4. The energy storage application control optimization method according to claim 1, wherein the expression of the green electricity comprehensive evaluation index is:

wherein lambda ₁,λ₂,λ₃ is the comprehensive coefficient, and the value is 1.1-2; beta is the sum of the power generation utilization ratio of renewable energy sources, Chi (t) is the power generation utilization ratio of renewable energy, and N is the time point of the optimized period; the ratio of the fluctuation range of the power generated by the renewable energy source to the average value; η is the product of the power generation utilization ratio of renewable energy sources, Γ _la is the time duty ratio of the forward statistics renewable energy power generation utilization ratio which is more than 50%,Γ _sm is the time duty ratio of negative statistics renewable energy power generation utilization less than 50%,

5. The energy storage application control optimization method as defined in claim 4, wherein,

The expression of the renewable energy power generation utilization ratio χ (t) is as follows:

The ratio of the fluctuation range to the average value of the renewable energy generation power The expression of (2) is:

wherein Pgreen _max is the maximum value of renewable energy power generation, pgreen _min is the minimum value of renewable energy power generation, pgreen _ave is the average value of renewable energy power generation,

6. The energy storage application control optimization method according to claim 1, wherein the expression of the day-ahead time scale of the utility power demand planning curve Pgrid (t) is:

Pgrid(t)＝P_load(t)-P_gen(t)。

7. The energy storage application control optimization method according to claim 1, further comprising generating a charge-discharge control instruction for controlling the energy storage converter according to an energy storage charge-discharge demand curve pest (t); and controlling the mains supply scheduling according to a mains supply demand curve Pgrid (t)'.

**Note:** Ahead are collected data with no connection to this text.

PR #123, opened 2019-04-04
[RFR] Initial WL notebooks

SimonBiggs:


SimonBiggs:
@JacobMcAloney this is the branch with my WL notebook in it. The notebook itself can be found at:

https://github.com/pymedphys/pymedphys/blob/2bc34e976e20b43826427ed069474dd945d62a03/notebooks/mviso/07-mviso.ipynb

To get there take the following steps, within your local PyMedPhys directory run:

```bat
git pull
git checkout scratch-mviso
git pull
pip install -e .

jupyter lab
```

Then a browser Window will open up. In the JupyterLab filebrowser navigate to `notebooks/mviso/07-mviso.ipynb`. Change the cell which defines `data_root` to be the new file location, then within the menu press `Run > Run All Cells`.

Cheers,
Simon

SimonBiggs:
Heya @Centrus007,

I know every man and his dog has implemented a winston lutz algorithm. I was reading through the PyLinac implementation and unfortunately from what I can read it centres the fields based on a single 50% pair of points on a single 1D profile through the axis. I believe this method would be susceptible to noise.

I tried to verify this, but struggled to strip the logic down into something I could manage.

In the end I decided to re-implement it. This method finds the field by inverting the image around a suspected centre then taking a sum of square differences across the penumbra width. It then passes this sum of squares to a scipy optimiser.

This overlapping penumbra method appears to be quite robust, for example see the following offset field:

image

So given this implementation, I intend to work this logic into a new module within PyMedPhys and create a corresponding CLI.

Centrus007:
I'm not at all against implementing our own, especially if we can demonstrate improved accuracy and info reporting. WL actually gives a LOT of useful info that can be used to diagnose multiple different issues.

My first thought is that there are surely some very robust algorithms (indeed, functions within existing python modules) that would do a far better job than anything manual we come up with. It's essentially rudimentary image recognition - a LOT of work has been done in this arena.

IIRC, our own in-house Winston-Lutz makes use of a canny filter (at least for the BB). But it's not my baby, I'd have to dive in to look.

Centrus007:
[OpenCV ](https://opencv-python-tutroals.readthedocs.io/en/latest/index.html) is probably own friend here, especially the image processing & feature detection modules...

Centrus007:
FWIW, your example images have excellent contrast and are not very noisy at all!

SimonBiggs:
I just used scipy basinhopping module. It worked very well.

Centrus007:
It's a little difficult for me to follow in the notebooks, even within reviewnb, but it seems to me that this PR has a crapton of lines of code. I imagine fewer than, say, 300 lines making use of existing modules to find both the field centre and ball centre would suffice? Maybe even perform better...

Centrus007:
Sorry, each notebook is demonstrating slightly different implementations?

Centrus007:
Let me review properly, sorry. I'll pull it in

SimonBiggs:
No need to really review the notebooks. I want to tidy this up into python
modules before it's ready for prime time.

SimonBiggs:
I have a bit of a habit, arguably not the best habit, of mapping out my
thought process using version numbers on the notebook. Only 07 is the one
that is valid, all the others are experimenting. 07 works well, but it
certainly needs refactoring. I'll refactor and undergo test driven
development as I transform it into python modules.

Centrus007:
No worries.

I can supply you with some of our own Winston Lutz images, if you like? They might help with ensuring the generlisability of the code?

SimonBiggs:
That would be great actually. Can you supply them in DICOM format?

Centrus007:
Here you go!

[RI.Physics 4.G0C270-12_1_8.zip](https://github.com/pymedphys/pymedphys/files/3061426/RI.Physics.4.G0C270-12_1_8.zip)

SimonBiggs:
Let's do this in a few stages. Let's merge these notebooks in, I'll sort something out regarding proper implementation at a later date.

PR #125, opened 2019-04-04
[RFR] post release work

SimonBiggs:


Centrus007:
I've been wondering about the Changelog a bit. Should Unreleased be at the top? Or is it better to list the latest stable version's changes first?  E.g. see https://docs.scipy.org/doc/numpy/release.html

Centrus007:
One idea: Unreleased could go in a separate file / page in the docs, and get copied across to release notes upon release.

8. The energy storage application control optimization method of claim 1, wherein the renewable energy sources include solar energy, wind energy, water energy, biomass energy, and geothermal energy.

9. An energy storage application control optimizing apparatus, comprising:

The acquisition module is used for acquiring basic data in the area range of the power grid; wherein the base data includes electrical load curve data and renewable energy generation data;

the prediction module is used for predicting and obtaining a load short-term prediction curve Pload (t) and a renewable energy short-term power prediction curve Pgen (t) according to the basic data;

the day-ahead planning module is used for generating a commercial power demand planning curve Pgrid (t) of a day-ahead time scale according to the load short-term prediction curve P _load (t) and the renewable energy short-term power prediction curve Pgen (t);

The daily optimization module is used for establishing a green electricity comprehensive evaluation index according to the renewable energy short-term power prediction curve Pgen (t) and the mains supply demand planning curve Pgrid (t), establishing an optimization model by using the green electricity comprehensive evaluation index and the penalty function, and carrying out dynamic optimization at a daily stage with the aim of minimizing the optimization model to generate an energy storage charging and discharging demand curve Pess (t) and a mains supply demand curve Pgrid (t)'.

10. A computer readable storage medium having stored thereon a computer program, which when executed by a processor, implements the energy storage application control optimization method according to any one of claims 1-8.